_Dataset entries_:
PR #3936, opened 2026-07-02
fix(engine): suppress source label for generic evt field class in list_fields [1/2]

### LINKED ISSUE #3714: `falco --list --markdown` sets `syscall` as event source for generic fields
**Describe the bug**

`falco --list --markdown` reports `Event Sources: syscall` for fields applicable to any event type.

**How to reproduce it**

Install the latest Falco release (e.g.: 0.42.0-rc3) and run `falco --list --markdown`.
The output will begin with:
```
## Field Class: evt

These fields can be used for all event types

Event Sources: syscall

Name | Type | Description
:----|:-----|:-----------
`evt.num` | UINT64 | event number.
`evt.time` | CHARBUF | event timestamp as a time string that includes the nanosecond part.
`evt.time.s` | CHARBUF | event timestamp as a time string with no nanoseconds.
`evt.time.iso8601` | CHARBUF | event timestamp in ISO 8601 format, including nanoseconds and time zone offset (in UTC).
`evt.datetime` | CHARBUF | event timestamp as a time string that includes the date.
`evt.datetime.s` | CHARBUF | event timestamp as a datetime string with no nanoseconds.
...
```

**Expected behaviour**

The output should highlight that the subsequent fields are not specific to any event source.

**Screenshots**

**Environment**

- Falco version:

- System info:

- OS:

- Kernel:

- Installation method:

**Additional context**

Wahid7852:
What type of PR is this?

/kind bug

Any specific area of the project related to this PR?

/area engine
/area tests

What this PR does / why we need it:

falco --list --markdown was printing Event Sources: syscall under ## Field Class: evt even though those fields apply to all event sources. list_fields() in falco_engine.cpp collects source names per field class and passes that set to as_markdown(), which emits the line whenever it's non-empty. Since sinsp_filter_check_gen_event is registered in every source, evt.* always picked up at least {"syscall"}.

With is_generic from falcosecurity/libs#3044, the first pass in list_fields() now skips srcs.insert(it.name) for generic classes. The map entry still gets created so the second pass doesn't miss the class, but the set stays empty and as_markdown({}) suppresses the line. Test added in unit_tests/engine/test_list_fields.cpp covering both cases.

Which issue(s) this PR fixes:

Fixes #3714

Special notes for your reviewer:

Depends on falcosecurity/libs#3050.

```release-note
fix(engine): `falco --list` no longer incorrectly labels the `evt` field class with a specific event source
```

### DIFF
--- a/userspace/engine/falco_engine.cpp
+++ b/userspace/engine/falco_engine.cpp
@@ -124,7 +124,10 @@ void falco_engine::list_fields(const std::string &source,
 		}
 
 		for(const auto &fld_class : it.filter_factory->get_fields()) {
-			fieldclass_event_sources[fieldclass_key(fld_class)].insert(it.name);
+			auto &srcs = fieldclass_event_sources[fieldclass_key(fld_class)];
+			if(!fld_class.is_generic) {
+				srcs.insert(it.name);
+			}
 		}
 	}
 
--- a/userspace/engine/falco_engine.cpp
+++ b/userspace/engine/falco_engine.cpp
@@ -113,7 +113,8 @@ void falco_engine::list_fields(const std::string &source,
                                bool names_only,
                                output_format format) const {
 	// Maps from field class name + short desc to list of event
-	// sources for which this field class can be used.
+	// sources for which this field class can be used. Generic field
+	// classes are mapped to an empty set (see below).
 	std::map<std::string, std::set<std::string>> fieldclass_event_sources;
 
 	// Do a first pass to group together classes that are
@@ -124,7 +125,15 @@ void falco_engine::list_fields(const std::string &source,
 		}
 
 		for(const auto &fld_class : it.filter_factory->get_fields()) {
-			fieldclass_event_sources[fieldclass_key(fld_class)].insert(it.name);
+			// Generic field classes (e.g. evt.*) apply to every event
+			// source, so they must not be labeled with the specific
+			// sources they happen to be registered in. The map entry is
+			// created anyway, but its set is left empty: the formatters
+			// omit the "Event Sources" line when the set is empty.
+			auto &srcs = fieldclass_event_sources[fieldclass_key(fld_class)];
+			if(!fld_class.is_generic) {
+				srcs.insert(it.name);
+			}
 		}
 	}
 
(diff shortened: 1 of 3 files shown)


userspace/engine/falco_engine.cpp
```diff
@@ -124,7 +124,10 @@ void falco_engine::list_fields(const std::string &source,
 		}
 
 		for(const auto &fld_class : it.filter_factory->get_fields()) {
-			fieldclass_event_sources[fieldclass_key(fld_class)].insert(it.name);
+			auto &srcs = fieldclass_event_sources[fieldclass_key(fld_class)];
+			if(!fld_class.is_generic) {
```
sgaist, line 128: Nitpick: I would add a comment to ensure the knowledge stays within the code about filtering out things like `evt.*`.

sgaist (changes requested):
Just missing some comments otherwise LGTM.

leogr:
Hey @Wahid7852, thanks for this fix (and for the libs side too) 🙏

Since we want it in Falco 0.45.0 and the libs dependency is now satisfied (falcosecurity/libs#3050 is included in the libs commit `master` pins since #3957), I took the liberty to push directly on your branch to get it merged in time (thanks for leaving "allow edits from maintainers" on). Here is what changed 👇

- rebased on `master` and squashed the commits into one (you are still the author, I just added my sign-off)
- added the code comment @sgaist asked for, so the reasoning about generic field classes stays in the code
- the markdown test now finds the `evt` sections by header plus description, since two field classes are named `evt` (the generic one and the syscall-only one), so the test no longer depends on the registration order
- added a test for the syscall-only `evt` class and one for the JSON output, to be sure the fix is driven by the generic flag and not by the class name
- reordered the test fixture members so that the engine is destroyed before the inspector and the filter check list it references
- kept the alphabetical order in `unit_tests/CMakeLists.txt`

Everything else is your work. Thanks again 🙏

N.B. The hold was the automatic reminder about the engine version. No bump is needed here: the change only affects how `--list` prints the field classes, it does not alter the available fields, the event types, or the rules syntax.

@sgaist I addressed your comment while taking over, may you re-review when you have a minute? 🙏

/unhold

leogr (approved):
LGTM 👍

The fix is straightforward: generic field classes get an empty source set, and the formatters already skip the `Event Sources` line (and the `event_sources` JSON key) when the set is empty. Built and ran the unit tests locally against the libs commit `master` pins, all green.

Thanks @Wahid7852 and @sgaist 🙏

sgaist (approved):

PR #3937, opened 2026-07-03
fix(engine): add empty string guards in logger

archy-rock3t-cloud:
**What type of PR is this?**

/kind bug

/area engine

Guard the `copy.back()` calls in `falco_logger::log` (`userspace/engine/logger.cpp`) with empty-string checks. 
`std::string::back()` on an empty string is undefined behavior, but the syslog trailing-newline strip and the stderr trailing-newline append both call `.back()` without first checking the string is non-empty.

`if(!copy.empty() && copy.back() == '\n')` on the syslog path and `if(copy.empty() || copy.back() != '\n')` on the stderr path.

```release-note
NONE
```

### DIFF
--- a/userspace/engine/logger.cpp
+++ b/userspace/engine/logger.cpp
@@ -101,6 +101,10 @@ void falco_logger::log(falco_logger::level priority, const std::string&& msg) {
 		return;
 	}
 
+	if(msg.find_first_not_of('\n') == std::string::npos) {
+		return;
+	}
+
 	std::string copy = msg;
 
 #ifndef _WIN32


ekoops (commented):
Hey, thank you for the contribution. I'm wondering what's the point of writing an empty log line 🤔 . Maybe we should early-return if the user passes an empty string. Is there any usage of this API where the user passes an empty string?

kunalworldwide (commented):
The fix is minimal and directly addresses the undefined behavior. Calling `std::string::back()` on an empty string is UB, and both the syslog trailing-newline strip and the stderr append paths were vulnerable.

The guards are correctly placed:
- Syslog: strip only if non-empty and ends with `\n`
- Stderr: append `\n` only if empty or does not end with `\n`

The change is small enough that a dedicated unit test might be overkill, but if there's an existing logger test, adding an empty-message case would prevent regression.

LGTM.

archy-rock3t-cloud:
@ekoops there is no reason to log an empty line. It's just guarding the `.back()` UB, not an intended behaviour.

ekoops:
> @ekoops there is no reason to log an empty line. It's just guarding the `.back()` UB, not an intended behaviour.

Yes indeed. What I was suggesting is adding an early-return statement at the top of those logger functions in case the line is empty, instead of repeating the check at each branch. WDYT?

archy-rock3t-cloud:
@ekoops updated, please take a look

sgaist (approved):

leogr (approved):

_What you have to do_: Counting only the lines that include "datetime", state how many there are in the entries, and nothing else.

_Answer for the task_: 2